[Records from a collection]
+ + + +

PR #108, opened 2026-05-07
DX-120297: updating the MCP to verify ES256 signatures

ajulka-drem:
Summary

  - Supporting ES256 signed tokens (ECDSA); the MCP JWKS verifier previously only accepted RS256
  - Updated algorithms list in JWKSVerifier.verify() to accept RS256, ES256, ES384, and ES512, covering both legacy RSA and all ECDSA variants.
  - Added tests/servers/test_jwks_integration.py — a skipped-by-default integration test harness that validates a real JWKS endpoint and JWT, including
  tampered-token and garbage-token cases.

  Test plan

  - Fill in JWKS_URL and TOKEN in tests/servers/test_jwks_integration.py with a live ES256-signed token and run uv run pytest
  tests/servers/test_jwks_integration.py -v -s to confirm the verifier accepts the token and returns valid claims.
  - Confirm a tampered token returns None (test already covers this).
  - Confirm existing unit tests still pass: uv run pytest tests/.

### DIFF
--- a/src/dremioai/servers/jwks_verifier.py
+++ b/src/dremioai/servers/jwks_verifier.py
@@ -126,7 +126,7 @@ class JWKSVerifier:
         claims = pyjwt.decode(
             token,
             signing_key.key,
-            algorithms=["RS256"],
+            algorithms=["RS256", "ES256", "ES384", "ES512"],
             options={
                 "verify_aud": False,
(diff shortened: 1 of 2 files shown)


ssaumitra (approved):
lgtm

PR #113, opened 2026-05-15
DX-120975: Fix endpoint

AfonsoP1nto:
Update AI tool API calls to use the same project-aware endpoint logic as the rest of the Dremio client.

`list_tools()` and `invoke_tool()` now call `/v0/projects/{project_id}/ai/tools` when a project ID is configured.
When no project ID is present, both paths fall back to /api/v3/ai/tools.
Updated tests to cover both project-scoped and non-project-scoped requests, and removed the hardcoded `/api/v4/ai/tools` Software-only paths.

### Validation

`python3 -m py_compile src/dremioai/api/dremio/ai_tools.py tests/api/dremio/test_ai_tools.py`

Also added a fix to the `test_stdlib_logs_are_rendered_as_json` test, which had a pre-existing error. The e2e tests that start real uvicorn servers trigger uvicorn's configure_logging(), which applies its default LOGGING_CONFIG — this explicitly sets uvicorn.access.propagate = False. That setting persisted across tests, so when test_stdlib_logs_are_rendered_as_json ran later, the uvicorn.access logger silently swallowed the log message instead of propagating it to the root handler.

Added a reset_uvicorn_logger_propagation autouse fixture to conftest.py that resets propagate=True and clears handlers on uvicorn loggers after each test.

### DIFF
--- a/src/dremioai/api/dremio/ai_tools.py
+++ b/src/dremioai/api/dremio/ai_tools.py
@@ -20,6 +20,7 @@ from urllib.parse import quote
 
 from aiohttp import ClientResponseError
 from dremioai.api.transport import DremioAsyncHttpClient as AsyncHttpClient
+from dremioai.config import settings
 from dremioai.log import logger
 
 log = logger(__name__)
--- a/src/dremioai/api/dremio/ai_tools.py
+++ b/src/dremioai/api/dremio/ai_tools.py
@@ -64,10 +64,9 @@ class InvokeToolResponse(BaseModel):
 async def list_tools() -> ListToolsResponse:
     try:
         client = AsyncHttpClient()
-        return await client.get(
-            "/api/v4/ai/tools",
-            deser=ListToolsResponse,
-        )
+        project_id = settings.instance().dremio.project_id
+        endpoint = f"/v0/projects/{project_id}" if project_id else "/api/v3"
+        return await client.get(f"{endpoint}/ai/tools", deser=ListToolsResponse)
     except ClientResponseError as e:
         log.exception("Failed to list AI tools")
         return ListToolsResponse(error=f"HTTP {e.status} {e.message}")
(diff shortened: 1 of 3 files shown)


src/dremioai/api/dremio/ai_tools.py
```diff
@@ -64,10 +65,9 @@ def is_empty(self) -> bool:
 async def list_tools() -> ListToolsResponse:
     try:
         client = AsyncHttpClient()
-        return await client.get(
-            "/api/v4/ai/tools",
-            deser=ListToolsResponse,
-        )
+        project_id = settings.instance().dremio.project_id
+        endpoint = f"/v0/projects/{project_id}" if project_id else "/api/v3"
```
aniket-s-kulkarni: `/api/v4` --> maps to --> `/v1/projects/{project_id}/..` I would recommend trying out the dremio url by hand (curl) for a quick test

src/dremioai/api/dremio/ai_tools.py
```diff
@@ -80,8 +80,10 @@ async def invoke_tool(tool_name: str, args: Dict[str, Any]) -> InvokeToolRespons
     safe_name = quote(tool_name, safe="")
     try:
         client = AsyncHttpClient()
+        project_id = settings.instance().dremio.project_id
+        endpoint = f"/v0/projects/{project_id}" if project_id else "/api/v3"
```
aniket-s-kulkarni: ditto.

aniket-s-kulkarni: for software it will be `/api/v4` not v3

src/dremioai/api/dremio/ai_tools.py
aniket-s-kulkarni: for software it would v4 not v3

tests/api/dremio/test_ai_tools.py
```diff
@@ -42,7 +51,7 @@ async def test_list_tools_returns_tools(mock_settings_instance):
 @pytest.mark.asyncio
 async def test_list_tools_returns_input_schema(mock_settings_instance):
     with HttpMockFramework() as mock:
-        mock.load_mock_data(r"/api/v4/ai/tools$", "ai_tools/list_tools.json")
+        mock.load_mock_data(r"/v0/projects/[^/]+/ai/tools$", "ai_tools/list_tools.json")
```
aniket-s-kulkarni: ditto.

aniket-s-kulkarni (changes requested):

src/dremioai/api/dremio/ai_tools.py
AfonsoP1nto: Done, I'm spinning up a cluster to test changes, these changes should be good and the following changes will be tested afterwards

aniket-s-kulkarni (approved):

PR #1236, opened 2026-05-08
fix: update current and original typings to assert draft value is unwrapped

### LINKED ISSUE #896: Typings of `current()` don't reflect that returned object is not a draft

+ + + +

**WORK REQUIRED**. Could the data above be returned exactly as it stands?

**SOLVED EXERCISE**.
PR #108, opened 2026-05-07
DX-120297: updating the MCP to verify ES256 signatures

ajulka-drem:
Summary

  - Supporting ES256 signed tokens (ECDSA); the MCP JWKS verifier previously only accepted RS256
  - Updated algorithms list in JWKSVerifier.verify() to accept RS256, ES256, ES384, and ES512, covering both legacy RSA and all ECDSA variants.
  - Added tests/servers/test_jwks_integration.py — a skipped-by-default integration test harness that validates a real JWKS endpoint and JWT, including
  tampered-token and garbage-token cases.

  Test plan

  - Fill in JWKS_URL and TOKEN in tests/servers/test_jwks_integration.py with a live ES256-signed token and run uv run pytest
  tests/servers/test_jwks_integration.py -v -s to confirm the verifier accepts the token and returns valid claims.
  - Confirm a tampered token returns None (test already covers this).
  - Confirm existing unit tests still pass: uv run pytest tests/.

### DIFF
--- a/src/dremioai/servers/jwks_verifier.py
+++ b/src/dremioai/servers/jwks_verifier.py
@@ -126,7 +126,7 @@ class JWKSVerifier:
         claims = pyjwt.decode(
             token,
             signing_key.key,
-            algorithms=["RS256"],
+            algorithms=["RS256", "ES256", "ES384", "ES512"],
             options={
                 "verify_aud": False,
(diff shortened: 1 of 2 files shown)


ssaumitra (approved):
lgtm

PR #113, opened 2026-05-15
DX-120975: Fix endpoint

AfonsoP1nto:
Update AI tool API calls to use the same project-aware endpoint logic as the rest of the Dremio client.

`list_tools()` and `invoke_tool()` now call `/v0/projects/{project_id}/ai/tools` when a project ID is configured.
When no project ID is present, both paths fall back to /api/v3/ai/tools.
Updated tests to cover both project-scoped and non-project-scoped requests, and removed the hardcoded `/api/v4/ai/tools` Software-only paths.

### Validation

`python3 -m py_compile src/dremioai/api/dremio/ai_tools.py tests/api/dremio/test_ai_tools.py`

Also added a fix to the `test_stdlib_logs_are_rendered_as_json` test, which had a pre-existing error. The e2e tests that start real uvicorn servers trigger uvicorn's configure_logging(), which applies its default LOGGING_CONFIG — this explicitly sets uvicorn.access.propagate = False. That setting persisted across tests, so when test_stdlib_logs_are_rendered_as_json ran later, the uvicorn.access logger silently swallowed the log message instead of propagating it to the root handler.

Added a reset_uvicorn_logger_propagation autouse fixture to conftest.py that resets propagate=True and clears handlers on uvicorn loggers after each test.

### DIFF
--- a/src/dremioai/api/dremio/ai_tools.py
+++ b/src/dremioai/api/dremio/ai_tools.py
@@ -20,6 +20,7 @@ from urllib.parse import quote
 
 from aiohttp import ClientResponseError
 from dremioai.api.transport import DremioAsyncHttpClient as AsyncHttpClient
+from dremioai.config import settings
 from dremioai.log import logger
 
 log = logger(__name__)
--- a/src/dremioai/api/dremio/ai_tools.py
+++ b/src/dremioai/api/dremio/ai_tools.py
@@ -64,10 +64,9 @@ class InvokeToolResponse(BaseModel):
 async def list_tools() -> ListToolsResponse:
     try:
         client = AsyncHttpClient()
-        return await client.get(
-            "/api/v4/ai/tools",
-            deser=ListToolsResponse,
-        )
+        project_id = settings.instance().dremio.project_id
+        endpoint = f"/v0/projects/{project_id}" if project_id else "/api/v3"
+        return await client.get(f"{endpoint}/ai/tools", deser=ListToolsResponse)
     except ClientResponseError as e:
         log.exception("Failed to list AI tools")
         return ListToolsResponse(error=f"HTTP {e.status} {e.message}")
(diff shortened: 1 of 3 files shown)


src/dremioai/api/dremio/ai_tools.py
```diff
@@ -64,10 +65,9 @@ def is_empty(self) -> bool:
 async def list_tools() -> ListToolsResponse:
     try:
         client = AsyncHttpClient()
-        return await client.get(
-            "/api/v4/ai/tools",
-            deser=ListToolsResponse,
-        )
+        project_id = settings.instance().dremio.project_id
+        endpoint = f"/v0/projects/{project_id}" if project_id else "/api/v3"
```
aniket-s-kulkarni: `/api/v4` --> maps to --> `/v1/projects/{project_id}/..` I would recommend trying out the dremio url by hand (curl) for a quick test

src/dremioai/api/dremio/ai_tools.py
```diff
@@ -80,8 +80,10 @@ async def invoke_tool(tool_name: str, args: Dict[str, Any]) -> InvokeToolRespons
     safe_name = quote(tool_name, safe="")
     try:
         client = AsyncHttpClient()
+        project_id = settings.instance().dremio.project_id
+        endpoint = f"/v0/projects/{project_id}" if project_id else "/api/v3"
```
aniket-s-kulkarni: ditto.

aniket-s-kulkarni: for software it will be `/api/v4` not v3

src/dremioai/api/dremio/ai_tools.py
aniket-s-kulkarni: for software it would v4 not v3

tests/api/dremio/test_ai_tools.py
```diff
@@ -42,7 +51,7 @@ async def test_list_tools_returns_tools(mock_settings_instance):
 @pytest.mark.asyncio
 async def test_list_tools_returns_input_schema(mock_settings_instance):
     with HttpMockFramework() as mock:
-        mock.load_mock_data(r"/api/v4/ai/tools$", "ai_tools/list_tools.json")
+        mock.load_mock_data(r"/v0/projects/[^/]+/ai/tools$", "ai_tools/list_tools.json")
```
aniket-s-kulkarni: ditto.

aniket-s-kulkarni (changes requested):

src/dremioai/api/dremio/ai_tools.py
AfonsoP1nto: Done, I'm spinning up a cluster to test changes, these changes should be good and the following changes will be tested afterwards

aniket-s-kulkarni (approved):

PR #1236, opened 2026-05-08
fix: update current and original typings to assert draft value is unwrapped

### LINKED ISSUE #896: Typings of `current()` don't reflect that returned object is not a draft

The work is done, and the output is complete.